■ **Directions**: Within the data that follows, how many lines contain the word "mean"? Reply with only the number.

■ **Data excerpts**:
====

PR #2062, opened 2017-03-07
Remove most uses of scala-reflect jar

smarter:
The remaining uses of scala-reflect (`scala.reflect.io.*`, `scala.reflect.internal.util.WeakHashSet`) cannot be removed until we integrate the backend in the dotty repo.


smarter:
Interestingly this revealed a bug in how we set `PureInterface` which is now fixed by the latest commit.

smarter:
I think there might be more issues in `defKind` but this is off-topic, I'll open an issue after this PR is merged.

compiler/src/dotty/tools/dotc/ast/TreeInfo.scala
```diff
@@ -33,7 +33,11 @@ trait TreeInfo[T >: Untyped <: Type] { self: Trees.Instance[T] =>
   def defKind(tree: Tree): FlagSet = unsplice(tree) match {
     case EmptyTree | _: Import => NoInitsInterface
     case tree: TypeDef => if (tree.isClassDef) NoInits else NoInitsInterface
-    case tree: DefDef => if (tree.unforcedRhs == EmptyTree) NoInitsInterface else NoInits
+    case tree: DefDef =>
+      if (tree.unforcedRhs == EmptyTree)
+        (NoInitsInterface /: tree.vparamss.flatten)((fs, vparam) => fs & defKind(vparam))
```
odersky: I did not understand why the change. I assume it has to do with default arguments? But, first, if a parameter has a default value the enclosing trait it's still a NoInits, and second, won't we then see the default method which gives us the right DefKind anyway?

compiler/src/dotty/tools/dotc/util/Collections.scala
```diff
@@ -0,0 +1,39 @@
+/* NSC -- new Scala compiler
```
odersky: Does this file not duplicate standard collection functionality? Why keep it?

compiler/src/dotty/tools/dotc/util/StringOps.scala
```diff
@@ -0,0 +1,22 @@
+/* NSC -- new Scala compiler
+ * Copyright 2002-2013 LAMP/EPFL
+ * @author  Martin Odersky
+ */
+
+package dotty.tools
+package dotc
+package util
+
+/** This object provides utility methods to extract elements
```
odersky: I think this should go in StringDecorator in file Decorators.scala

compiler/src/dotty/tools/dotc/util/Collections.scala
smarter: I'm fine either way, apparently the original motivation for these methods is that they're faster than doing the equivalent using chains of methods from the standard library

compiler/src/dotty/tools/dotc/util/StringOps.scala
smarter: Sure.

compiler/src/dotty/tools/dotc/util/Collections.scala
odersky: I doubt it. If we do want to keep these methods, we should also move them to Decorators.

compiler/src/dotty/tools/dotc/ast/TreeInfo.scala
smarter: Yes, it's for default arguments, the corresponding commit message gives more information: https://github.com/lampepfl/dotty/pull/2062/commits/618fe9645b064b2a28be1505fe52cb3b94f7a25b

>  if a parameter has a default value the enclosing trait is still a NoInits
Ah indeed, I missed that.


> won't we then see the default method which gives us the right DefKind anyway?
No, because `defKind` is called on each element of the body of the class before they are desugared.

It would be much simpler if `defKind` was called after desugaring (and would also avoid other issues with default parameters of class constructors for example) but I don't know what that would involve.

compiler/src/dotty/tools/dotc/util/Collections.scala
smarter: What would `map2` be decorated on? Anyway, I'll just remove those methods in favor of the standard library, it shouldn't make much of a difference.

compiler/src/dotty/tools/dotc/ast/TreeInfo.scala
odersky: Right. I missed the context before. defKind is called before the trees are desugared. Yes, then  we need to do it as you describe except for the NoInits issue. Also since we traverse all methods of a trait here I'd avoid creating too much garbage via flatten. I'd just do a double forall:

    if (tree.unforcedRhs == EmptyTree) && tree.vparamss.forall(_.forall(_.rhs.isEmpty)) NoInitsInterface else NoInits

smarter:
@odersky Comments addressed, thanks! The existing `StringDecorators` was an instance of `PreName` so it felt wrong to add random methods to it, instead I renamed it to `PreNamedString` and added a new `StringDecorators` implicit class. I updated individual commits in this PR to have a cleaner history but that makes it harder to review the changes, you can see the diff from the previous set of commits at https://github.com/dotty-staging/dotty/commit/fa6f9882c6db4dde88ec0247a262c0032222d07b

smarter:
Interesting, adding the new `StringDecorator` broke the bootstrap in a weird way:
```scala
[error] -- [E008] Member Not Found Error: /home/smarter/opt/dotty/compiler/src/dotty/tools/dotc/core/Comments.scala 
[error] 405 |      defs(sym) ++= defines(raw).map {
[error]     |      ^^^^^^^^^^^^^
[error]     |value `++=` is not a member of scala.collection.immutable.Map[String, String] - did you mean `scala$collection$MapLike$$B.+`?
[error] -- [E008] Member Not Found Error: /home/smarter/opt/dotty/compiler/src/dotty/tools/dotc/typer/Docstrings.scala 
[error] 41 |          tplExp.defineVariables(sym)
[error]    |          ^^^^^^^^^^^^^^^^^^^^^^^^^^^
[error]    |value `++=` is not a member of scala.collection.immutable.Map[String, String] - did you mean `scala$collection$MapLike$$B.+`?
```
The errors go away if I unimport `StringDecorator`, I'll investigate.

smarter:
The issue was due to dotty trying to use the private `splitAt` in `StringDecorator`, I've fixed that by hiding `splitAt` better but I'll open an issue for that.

====

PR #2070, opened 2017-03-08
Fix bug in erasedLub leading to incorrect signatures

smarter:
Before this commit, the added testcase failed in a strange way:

====

■ **Your response**: 2